PR #5262, opened 2025-07-25
test(SegmentationPanel): add test for jump to center of segments from PACS and basic add, rename, delete from panel

dxlin:
-test segmentation from PACS jumps to center when clicked on segmentation panel

### Context

Create test for 
1. Basic add, rename, and delete
2. Jump to center slice index when segment loaded from PACS (note that it seems this only works for segments loaded from PACS and not new segments or newly modified segments)

#### PR

#### Code

  etc.)

  additions or removals.

#### Tested Environment

- [] OS: 
- [] Node version: 
- [] Browser:
  

### DIFF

EXERCISE PROMPT: Each record above is to be reproduced exactly, in full.

SOLVED EXERCISE:
PR #5262, opened 2025-07-25
test(SegmentationPanel): add test for jump to center of segments from PACS and basic add, rename, delete from panel

dxlin:
-test segmentation from PACS jumps to center when clicked on segmentation panel

### Context

Create test for 
1. Basic add, rename, and delete
2. Jump to center slice index when segment loaded from PACS (note that it seems this only works for segments loaded from PACS and not new segments or newly modified segments)

#### PR

#### Code

  etc.)

  additions or removals.

#### Tested Environment

- [] OS: 
- [] Node version: 
- [] Browser:
  

### DIFF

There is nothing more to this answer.